Argentine field hockey player

Lucas Rafael Rossi (born 2 June 1985) is an Argentine field hockey player who plays as a midfielder for Belgian club Beerschot. He played a total of 247 times for the Argentina national team from 2006 until 2021.

==Club career==
Rossi played for Banco Provincia in Argentina. During the 2005–06 season, he played for Harvestehude in the German Bundesliga. He returned to Europe for the 2007–08 season when he signed for Orée in Belgium. He left Orée in 2010 for Léopold. After one season at Léopold he returned to Argentina to focus on the national team in preparation for the 2012 Summer Olympics. After the 2012 Olympics he returned to Léopold. Since 2015 he played for Royal Beerschot. It was announced in March 2021 that he would join Braxgata for the 2021–22 season.
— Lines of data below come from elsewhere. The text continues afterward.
PR #1652, opened 2026-06-21
fix(portal): FASE5 soft-delete silently rolled back — invalid timeline event_type

Balizero1987:
## Bug (found via live-browser E2E on my.balizero.com)

Soft-deleting a portal document returned `200 {deleted: true}` but the
document **stayed visible** — `deleted_at` was never persisted. Same defect
on the symmetric restore path.

## Root cause

`soft_delete_document` / `restore_document` wrote the audit `timeline_events`
row **inside the same asyncpg transaction** as the `UPDATE documents ... SET
deleted_at`, using `event_type = 'document_removed'` / `'document_restored'`.

Neither value is allowed by the DB constraint:

```
chk_timeline_event_type ∈ {deadline, milestone, document_request,
document_received, status_change, payment_due, appointment, reminder,
completion}
```

So the INSERT raised a `CheckViolation` that **poisoned the transaction and
rolled back the UPDATE** — while the handler still returned success from the
in-memory `RETURNING` row. Classic superscar #9 (state-schema/contract drift)
× silent-rollback.

CI never caught it: the existing unit tests mock the asyncpg connection, so
the constraint never actually executes.

## Fix (two parts)

1. **Constraint-valid `event_type`** → `'status_change'`. The human-facing
   `title` (`Document removed` / `Document restored`), description and color
   are unchanged, so the client timeline UI is identical.
2. **Move the best-effort timeline INSERT OUTSIDE the delete/restore
   transaction** so a future timeline failure can never roll back the actual
   soft-delete/restore again (defense-in-depth).

## Tests

- 2 new TDD tests assert the emitted `event_type` is constraint-valid for both
  soft-delete and restore.
- The 2 pre-existing tests now assert `'status_change'` + the preserved title
  (they previously asserted the buggy literal).
- Full portal-services unit suite green: **102 passed, 1 skipped**.

### DIFF
--- a/apps/backend-rag/backend/services/portal/_mixins/documents.py
+++ b/apps/backend-rag/backend/services/portal/_mixins/documents.py
@@ -312,6 +312,14 @@ class PortalDocumentsMixin:
         """
         deleted_by = current_user.get("email") or f"client:{client_id}"
         async with self.pool.acquire() as conn:
+            # BUG D: the soft-delete UPDATE and the timeline INSERT used to live
+            # in the SAME transaction. The INSERT used event_type
+            # 'document_removed', which VIOLATES chk_timeline_event_type, so the
+            # constraint violation poisoned the transaction and rolled back the
+            # UPDATE deleted_at — yet the endpoint still returned 200 'deleted'.
+            # Two-part fix: (1) use a constraint-valid event_type
+            # ('status_change'); (2) commit the UPDATE in its OWN transaction so
+            # a timeline failure can never roll back the soft-delete.
             async with conn.transaction():
                 row = await conn.fetchrow(
                     """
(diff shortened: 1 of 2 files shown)


Balizero1987:

`diff_sha=1c89bb5347a96827` · 219 lines · diff_complete=True

- ✅ **codex** → `green` — No hard-rule violations found in the reviewed diff: no Anthropic/OpenAI key usage, embedding changes, migrations, router drift, hardcoded secrets, print(), or new async HTTP client usage. The implementation looks directionally correct, but the key production failure-isolation behavior should be covered before relying on this as a full regression fix.
    - 🟠 P1: apps/backend-rag/backend/tests/unit/app/services/portal/test_documents_mixin.py:844 — the added regression coverage only checks the replacement event_type; it does not simulate a timeline INSERT failure after a successful UPDATE for soft-delete/restore, so the transaction-split guarantee that timeline failures cannot roll back the document state remains untested.
- ✅ **deepseek** → `green` — Fixes a production bug where invalid timeline event_type rolled back soft-deletes/restores. Change is safe, but verify front‑end compatibility with the new 'status_change' event_type and refactor fragile test double‑unwrap.
    - 🟠 P1: apps/backend-rag/backend/services/portal/_mixins/documents.py:355-357 — event_type changed from 'document_removed' to 'status_change' (and similarly for restore). Front‑end clients may filter timeline by event_type; verify no breaking change or coordinate with front‑end team.
    - 🟠 P1: apps/backend-rag/backend/tests/unit/app/services/portal/test_documents_mixin.py:823 — fragile test access via service.restore_document.__wrapped__.__wrapped__ can break if decorator chain changes; consider refactoring to avoid internal attribute dependency.

---

Balizero1987:

PR #1668, opened 2026-06-23
fix(kbli): make reindex script self-sufficient (autoload .env + ensure indexes)

Balizero1987:
## What
Two follow-ups from the 2026-06-23 cantiere-4 Qdrant re-ingest, where the reindex script needed manual env-export and a hand-created Qdrant index to run. This makes it self-sufficient.

## Changes (`reindex_kbli_2025_final.py`)

**1. Autoload `apps/backend-rag/.env`**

After two seasons at Braxgata he returned to Beerschot as they play in the Belgian second division.

==International career==
At the 2012 Summer Olympics, Rossi competed for the national team in the men's tournament. He was a part of the Argentina squad which won the gold medal at the 2016 Summer Olympics. Rossi has won the bronze medal at the 2014 Men's Hockey World Cup and two gold medals at the Pan American Games. He retired from international hockey after the 2018 World Cup to spend more time with his family. In October 2019, he returned in the national team as he was called up for the October 2019 Europe tour.